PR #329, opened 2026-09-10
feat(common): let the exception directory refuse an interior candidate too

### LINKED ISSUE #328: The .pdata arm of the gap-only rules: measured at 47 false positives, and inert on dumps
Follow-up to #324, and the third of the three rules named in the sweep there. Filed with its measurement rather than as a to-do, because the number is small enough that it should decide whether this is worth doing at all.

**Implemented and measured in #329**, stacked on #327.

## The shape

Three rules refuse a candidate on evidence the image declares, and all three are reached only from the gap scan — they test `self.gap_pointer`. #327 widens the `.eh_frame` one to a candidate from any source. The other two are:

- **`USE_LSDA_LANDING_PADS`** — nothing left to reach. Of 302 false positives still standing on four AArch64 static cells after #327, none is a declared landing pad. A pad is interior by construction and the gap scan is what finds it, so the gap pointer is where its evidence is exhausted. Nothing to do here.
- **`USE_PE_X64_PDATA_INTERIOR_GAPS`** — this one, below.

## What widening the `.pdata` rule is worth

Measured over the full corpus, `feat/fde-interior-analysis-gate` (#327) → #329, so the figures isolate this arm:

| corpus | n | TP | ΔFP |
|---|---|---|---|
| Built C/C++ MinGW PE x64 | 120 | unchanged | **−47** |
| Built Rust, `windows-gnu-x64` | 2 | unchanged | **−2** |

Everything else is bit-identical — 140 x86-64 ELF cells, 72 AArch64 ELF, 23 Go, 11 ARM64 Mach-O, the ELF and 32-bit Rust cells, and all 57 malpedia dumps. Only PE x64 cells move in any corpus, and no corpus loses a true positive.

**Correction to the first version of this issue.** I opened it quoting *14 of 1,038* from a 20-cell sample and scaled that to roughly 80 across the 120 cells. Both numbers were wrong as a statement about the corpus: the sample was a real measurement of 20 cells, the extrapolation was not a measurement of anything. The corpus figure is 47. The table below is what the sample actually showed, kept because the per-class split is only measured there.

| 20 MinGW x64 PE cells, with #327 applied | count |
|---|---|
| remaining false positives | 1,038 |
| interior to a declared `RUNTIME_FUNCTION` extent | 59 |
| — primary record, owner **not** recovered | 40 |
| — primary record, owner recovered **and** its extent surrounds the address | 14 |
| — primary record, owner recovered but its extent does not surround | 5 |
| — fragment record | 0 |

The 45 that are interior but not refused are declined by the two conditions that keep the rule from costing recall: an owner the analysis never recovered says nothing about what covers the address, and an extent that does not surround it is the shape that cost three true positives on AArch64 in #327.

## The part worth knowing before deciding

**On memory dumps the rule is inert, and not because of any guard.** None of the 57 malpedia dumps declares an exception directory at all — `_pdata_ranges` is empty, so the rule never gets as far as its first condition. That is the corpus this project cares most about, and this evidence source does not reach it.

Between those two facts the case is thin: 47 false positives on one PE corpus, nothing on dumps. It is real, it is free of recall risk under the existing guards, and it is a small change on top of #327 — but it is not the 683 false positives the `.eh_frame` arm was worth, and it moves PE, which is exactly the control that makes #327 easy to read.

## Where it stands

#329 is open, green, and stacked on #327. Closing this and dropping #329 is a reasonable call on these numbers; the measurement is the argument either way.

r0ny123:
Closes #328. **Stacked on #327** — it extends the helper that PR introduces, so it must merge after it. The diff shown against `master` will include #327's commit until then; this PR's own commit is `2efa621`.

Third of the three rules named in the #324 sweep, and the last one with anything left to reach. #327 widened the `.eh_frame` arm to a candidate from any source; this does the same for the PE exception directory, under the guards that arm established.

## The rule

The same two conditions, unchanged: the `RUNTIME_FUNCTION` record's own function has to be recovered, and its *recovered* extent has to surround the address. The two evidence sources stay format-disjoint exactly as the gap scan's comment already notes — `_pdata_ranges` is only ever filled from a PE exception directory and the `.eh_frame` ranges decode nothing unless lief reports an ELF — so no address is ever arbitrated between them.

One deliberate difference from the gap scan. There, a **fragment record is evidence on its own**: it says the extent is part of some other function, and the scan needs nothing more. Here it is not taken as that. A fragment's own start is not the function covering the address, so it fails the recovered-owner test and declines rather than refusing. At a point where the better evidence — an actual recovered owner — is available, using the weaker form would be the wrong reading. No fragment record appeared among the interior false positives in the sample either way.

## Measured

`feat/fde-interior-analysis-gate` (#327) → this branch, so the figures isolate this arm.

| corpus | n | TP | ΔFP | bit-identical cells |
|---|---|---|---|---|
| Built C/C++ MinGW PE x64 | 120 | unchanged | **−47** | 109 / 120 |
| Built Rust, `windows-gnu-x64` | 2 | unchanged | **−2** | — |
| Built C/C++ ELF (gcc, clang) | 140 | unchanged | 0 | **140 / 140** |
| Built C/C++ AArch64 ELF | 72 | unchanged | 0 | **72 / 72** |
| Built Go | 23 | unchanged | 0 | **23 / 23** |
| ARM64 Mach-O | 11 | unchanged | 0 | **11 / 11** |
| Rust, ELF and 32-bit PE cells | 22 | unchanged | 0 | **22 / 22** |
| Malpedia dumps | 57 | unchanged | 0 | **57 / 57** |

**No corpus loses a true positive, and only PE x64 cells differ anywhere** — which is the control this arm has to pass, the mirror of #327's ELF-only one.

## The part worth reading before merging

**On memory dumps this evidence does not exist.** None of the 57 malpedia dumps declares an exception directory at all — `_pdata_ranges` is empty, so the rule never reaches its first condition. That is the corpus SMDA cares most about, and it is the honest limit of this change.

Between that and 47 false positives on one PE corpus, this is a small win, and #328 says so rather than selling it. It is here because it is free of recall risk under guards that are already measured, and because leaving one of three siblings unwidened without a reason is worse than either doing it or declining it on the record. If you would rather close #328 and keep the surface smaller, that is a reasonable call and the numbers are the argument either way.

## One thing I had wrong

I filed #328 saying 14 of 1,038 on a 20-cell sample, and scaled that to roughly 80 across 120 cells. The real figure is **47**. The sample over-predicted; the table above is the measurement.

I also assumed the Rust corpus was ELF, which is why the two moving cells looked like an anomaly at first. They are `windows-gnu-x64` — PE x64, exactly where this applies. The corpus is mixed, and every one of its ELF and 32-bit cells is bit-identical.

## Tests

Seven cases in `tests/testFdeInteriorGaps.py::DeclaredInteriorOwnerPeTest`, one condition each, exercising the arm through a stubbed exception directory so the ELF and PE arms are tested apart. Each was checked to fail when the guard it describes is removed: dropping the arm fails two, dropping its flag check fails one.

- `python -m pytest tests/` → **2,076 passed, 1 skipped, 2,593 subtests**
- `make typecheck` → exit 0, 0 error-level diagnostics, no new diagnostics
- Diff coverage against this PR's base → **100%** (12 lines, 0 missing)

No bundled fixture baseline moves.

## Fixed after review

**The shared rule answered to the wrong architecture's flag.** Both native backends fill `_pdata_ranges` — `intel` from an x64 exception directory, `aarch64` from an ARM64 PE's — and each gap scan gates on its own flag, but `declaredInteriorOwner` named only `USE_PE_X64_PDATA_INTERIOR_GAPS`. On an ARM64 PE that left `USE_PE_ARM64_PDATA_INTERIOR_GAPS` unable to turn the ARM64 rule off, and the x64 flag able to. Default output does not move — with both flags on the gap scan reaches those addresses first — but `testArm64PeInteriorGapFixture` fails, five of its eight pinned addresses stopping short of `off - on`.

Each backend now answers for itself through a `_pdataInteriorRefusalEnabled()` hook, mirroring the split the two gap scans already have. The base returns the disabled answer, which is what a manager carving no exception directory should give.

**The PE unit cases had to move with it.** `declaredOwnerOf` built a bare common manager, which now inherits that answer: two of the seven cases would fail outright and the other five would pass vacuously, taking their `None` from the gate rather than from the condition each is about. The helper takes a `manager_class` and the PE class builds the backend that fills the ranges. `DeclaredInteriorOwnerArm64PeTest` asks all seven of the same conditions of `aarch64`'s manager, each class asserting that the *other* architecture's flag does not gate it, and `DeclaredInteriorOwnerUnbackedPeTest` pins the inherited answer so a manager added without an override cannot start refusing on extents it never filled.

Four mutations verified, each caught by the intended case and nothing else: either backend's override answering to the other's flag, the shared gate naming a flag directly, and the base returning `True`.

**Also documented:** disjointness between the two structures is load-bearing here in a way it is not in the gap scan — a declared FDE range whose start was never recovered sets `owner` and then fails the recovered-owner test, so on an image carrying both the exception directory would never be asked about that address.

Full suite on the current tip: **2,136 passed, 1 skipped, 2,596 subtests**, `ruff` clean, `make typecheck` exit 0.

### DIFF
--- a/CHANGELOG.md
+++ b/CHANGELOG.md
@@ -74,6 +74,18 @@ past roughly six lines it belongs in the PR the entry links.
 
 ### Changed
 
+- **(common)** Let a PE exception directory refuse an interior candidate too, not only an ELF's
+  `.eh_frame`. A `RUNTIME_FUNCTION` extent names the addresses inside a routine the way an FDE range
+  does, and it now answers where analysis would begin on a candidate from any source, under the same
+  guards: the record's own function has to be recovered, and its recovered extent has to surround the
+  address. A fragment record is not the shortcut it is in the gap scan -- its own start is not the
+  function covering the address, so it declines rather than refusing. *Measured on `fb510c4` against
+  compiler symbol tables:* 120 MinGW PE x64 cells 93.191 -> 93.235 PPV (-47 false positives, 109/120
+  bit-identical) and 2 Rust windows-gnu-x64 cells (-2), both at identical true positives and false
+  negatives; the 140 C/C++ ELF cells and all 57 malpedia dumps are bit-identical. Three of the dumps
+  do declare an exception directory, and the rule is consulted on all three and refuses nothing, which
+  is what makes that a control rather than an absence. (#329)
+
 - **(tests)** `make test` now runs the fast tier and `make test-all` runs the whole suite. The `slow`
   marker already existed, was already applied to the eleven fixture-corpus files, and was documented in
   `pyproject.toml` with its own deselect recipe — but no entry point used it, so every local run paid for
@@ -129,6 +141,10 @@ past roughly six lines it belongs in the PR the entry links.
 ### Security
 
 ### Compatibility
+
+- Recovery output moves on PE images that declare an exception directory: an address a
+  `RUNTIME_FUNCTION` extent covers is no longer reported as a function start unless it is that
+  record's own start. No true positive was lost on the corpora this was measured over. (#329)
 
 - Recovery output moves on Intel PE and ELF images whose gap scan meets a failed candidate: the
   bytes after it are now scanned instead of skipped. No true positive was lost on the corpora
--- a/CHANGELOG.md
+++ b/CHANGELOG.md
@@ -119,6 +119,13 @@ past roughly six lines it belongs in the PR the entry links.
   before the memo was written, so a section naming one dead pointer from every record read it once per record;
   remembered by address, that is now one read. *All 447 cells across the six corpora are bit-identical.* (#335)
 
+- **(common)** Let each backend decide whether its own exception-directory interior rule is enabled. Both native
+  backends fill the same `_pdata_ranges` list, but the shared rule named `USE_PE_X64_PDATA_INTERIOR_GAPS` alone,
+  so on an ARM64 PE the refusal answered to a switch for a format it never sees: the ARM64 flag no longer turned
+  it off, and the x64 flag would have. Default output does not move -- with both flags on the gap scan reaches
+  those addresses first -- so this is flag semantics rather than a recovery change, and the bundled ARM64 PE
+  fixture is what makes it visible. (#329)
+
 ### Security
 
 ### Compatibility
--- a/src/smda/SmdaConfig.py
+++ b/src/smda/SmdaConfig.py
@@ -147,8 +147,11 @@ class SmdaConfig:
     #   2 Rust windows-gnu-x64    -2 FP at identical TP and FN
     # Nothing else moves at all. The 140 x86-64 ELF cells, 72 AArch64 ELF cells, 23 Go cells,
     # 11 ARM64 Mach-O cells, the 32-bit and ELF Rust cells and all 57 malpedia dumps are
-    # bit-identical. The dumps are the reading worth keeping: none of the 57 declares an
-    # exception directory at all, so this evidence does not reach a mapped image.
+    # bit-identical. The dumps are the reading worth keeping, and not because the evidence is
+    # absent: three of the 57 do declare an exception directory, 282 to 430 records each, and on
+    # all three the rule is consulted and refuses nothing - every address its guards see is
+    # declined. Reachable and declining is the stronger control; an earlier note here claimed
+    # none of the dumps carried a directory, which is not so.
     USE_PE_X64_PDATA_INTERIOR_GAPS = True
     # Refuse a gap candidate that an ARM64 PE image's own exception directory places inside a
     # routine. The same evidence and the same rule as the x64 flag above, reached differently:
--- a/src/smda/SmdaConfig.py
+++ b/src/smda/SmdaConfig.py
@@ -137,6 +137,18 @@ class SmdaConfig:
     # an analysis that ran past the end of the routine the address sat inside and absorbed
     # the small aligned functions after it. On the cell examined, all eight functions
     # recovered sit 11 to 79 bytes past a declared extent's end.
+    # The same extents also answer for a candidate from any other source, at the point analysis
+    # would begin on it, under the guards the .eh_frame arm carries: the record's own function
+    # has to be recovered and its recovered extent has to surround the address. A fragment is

* * *

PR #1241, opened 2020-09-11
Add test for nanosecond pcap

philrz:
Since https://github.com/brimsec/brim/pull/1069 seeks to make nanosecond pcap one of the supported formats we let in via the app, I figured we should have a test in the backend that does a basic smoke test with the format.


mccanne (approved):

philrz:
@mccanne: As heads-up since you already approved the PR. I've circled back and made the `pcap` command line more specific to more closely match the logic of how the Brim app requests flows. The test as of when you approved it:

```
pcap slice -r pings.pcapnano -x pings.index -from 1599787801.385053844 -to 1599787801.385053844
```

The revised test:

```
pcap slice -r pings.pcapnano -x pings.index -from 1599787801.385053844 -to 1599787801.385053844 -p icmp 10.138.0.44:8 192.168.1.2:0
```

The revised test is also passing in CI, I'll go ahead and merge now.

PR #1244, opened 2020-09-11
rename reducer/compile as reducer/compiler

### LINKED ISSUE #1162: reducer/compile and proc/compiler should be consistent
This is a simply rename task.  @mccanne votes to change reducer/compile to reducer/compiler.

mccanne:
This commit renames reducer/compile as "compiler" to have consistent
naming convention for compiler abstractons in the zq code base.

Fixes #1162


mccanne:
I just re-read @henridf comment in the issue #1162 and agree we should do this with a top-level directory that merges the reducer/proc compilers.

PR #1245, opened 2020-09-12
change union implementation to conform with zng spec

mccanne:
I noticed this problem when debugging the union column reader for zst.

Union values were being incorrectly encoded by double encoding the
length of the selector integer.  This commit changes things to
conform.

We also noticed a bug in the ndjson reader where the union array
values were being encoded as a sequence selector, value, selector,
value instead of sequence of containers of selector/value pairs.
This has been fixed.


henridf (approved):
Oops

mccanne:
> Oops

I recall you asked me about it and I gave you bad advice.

--

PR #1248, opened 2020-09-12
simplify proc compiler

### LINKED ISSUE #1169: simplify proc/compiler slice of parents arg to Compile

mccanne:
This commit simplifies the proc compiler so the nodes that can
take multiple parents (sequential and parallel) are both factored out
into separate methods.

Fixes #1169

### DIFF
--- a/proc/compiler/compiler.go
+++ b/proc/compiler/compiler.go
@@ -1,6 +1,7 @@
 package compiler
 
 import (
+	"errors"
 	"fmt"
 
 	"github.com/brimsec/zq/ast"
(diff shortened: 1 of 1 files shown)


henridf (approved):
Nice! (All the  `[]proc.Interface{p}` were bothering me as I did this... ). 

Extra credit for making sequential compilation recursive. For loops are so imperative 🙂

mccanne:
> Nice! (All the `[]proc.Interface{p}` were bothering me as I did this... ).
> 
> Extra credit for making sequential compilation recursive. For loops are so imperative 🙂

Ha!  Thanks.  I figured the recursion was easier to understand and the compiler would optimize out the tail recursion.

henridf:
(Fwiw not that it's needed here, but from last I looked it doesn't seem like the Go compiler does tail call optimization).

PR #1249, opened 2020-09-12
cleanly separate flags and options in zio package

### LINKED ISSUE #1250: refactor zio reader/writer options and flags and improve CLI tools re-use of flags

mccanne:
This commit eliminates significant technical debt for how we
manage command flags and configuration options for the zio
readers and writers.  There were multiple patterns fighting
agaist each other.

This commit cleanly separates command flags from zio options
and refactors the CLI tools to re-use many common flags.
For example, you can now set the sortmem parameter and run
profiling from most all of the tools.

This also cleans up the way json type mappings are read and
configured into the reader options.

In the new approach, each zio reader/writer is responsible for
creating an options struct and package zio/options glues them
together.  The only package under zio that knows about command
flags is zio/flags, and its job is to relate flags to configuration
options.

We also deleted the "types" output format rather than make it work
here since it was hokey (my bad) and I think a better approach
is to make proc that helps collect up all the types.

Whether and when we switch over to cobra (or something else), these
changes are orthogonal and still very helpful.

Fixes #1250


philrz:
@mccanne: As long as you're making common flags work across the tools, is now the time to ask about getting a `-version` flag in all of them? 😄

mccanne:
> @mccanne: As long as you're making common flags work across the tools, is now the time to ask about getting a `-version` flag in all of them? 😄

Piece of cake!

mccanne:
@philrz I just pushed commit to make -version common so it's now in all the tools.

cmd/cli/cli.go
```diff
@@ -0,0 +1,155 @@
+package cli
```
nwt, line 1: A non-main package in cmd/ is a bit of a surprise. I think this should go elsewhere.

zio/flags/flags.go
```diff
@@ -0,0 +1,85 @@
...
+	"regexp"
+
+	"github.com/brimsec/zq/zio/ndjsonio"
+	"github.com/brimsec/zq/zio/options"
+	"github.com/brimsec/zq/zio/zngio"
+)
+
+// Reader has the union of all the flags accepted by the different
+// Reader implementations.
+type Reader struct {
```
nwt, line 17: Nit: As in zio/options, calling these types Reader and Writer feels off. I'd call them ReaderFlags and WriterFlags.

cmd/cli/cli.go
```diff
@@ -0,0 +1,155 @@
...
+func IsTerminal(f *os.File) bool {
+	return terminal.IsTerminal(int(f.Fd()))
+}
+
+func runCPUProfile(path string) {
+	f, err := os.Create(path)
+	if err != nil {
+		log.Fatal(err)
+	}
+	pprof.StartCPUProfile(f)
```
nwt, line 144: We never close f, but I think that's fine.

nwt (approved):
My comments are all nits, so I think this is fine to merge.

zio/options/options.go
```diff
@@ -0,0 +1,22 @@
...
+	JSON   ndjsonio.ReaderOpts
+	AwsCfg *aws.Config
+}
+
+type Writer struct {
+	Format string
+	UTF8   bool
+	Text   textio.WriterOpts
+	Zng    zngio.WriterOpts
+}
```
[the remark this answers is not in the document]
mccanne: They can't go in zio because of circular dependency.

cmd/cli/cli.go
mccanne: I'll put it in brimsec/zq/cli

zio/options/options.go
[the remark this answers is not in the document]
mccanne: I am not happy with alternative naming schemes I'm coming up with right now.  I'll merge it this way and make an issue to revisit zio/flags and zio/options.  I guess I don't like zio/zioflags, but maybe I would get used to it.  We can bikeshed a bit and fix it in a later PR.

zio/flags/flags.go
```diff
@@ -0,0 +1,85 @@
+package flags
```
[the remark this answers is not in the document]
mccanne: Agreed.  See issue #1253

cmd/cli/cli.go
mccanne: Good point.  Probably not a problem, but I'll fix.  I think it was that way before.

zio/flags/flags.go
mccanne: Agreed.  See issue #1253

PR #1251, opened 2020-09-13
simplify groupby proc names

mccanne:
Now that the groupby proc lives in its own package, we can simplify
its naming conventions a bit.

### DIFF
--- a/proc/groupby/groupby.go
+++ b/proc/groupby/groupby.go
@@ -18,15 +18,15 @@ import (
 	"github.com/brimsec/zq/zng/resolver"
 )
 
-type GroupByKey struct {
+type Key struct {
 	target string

→ **Your assignment**:
Look for the word "encoded" in every line of the records. State how many lines contain it, and write only the number.

→ **Output for this task**:
2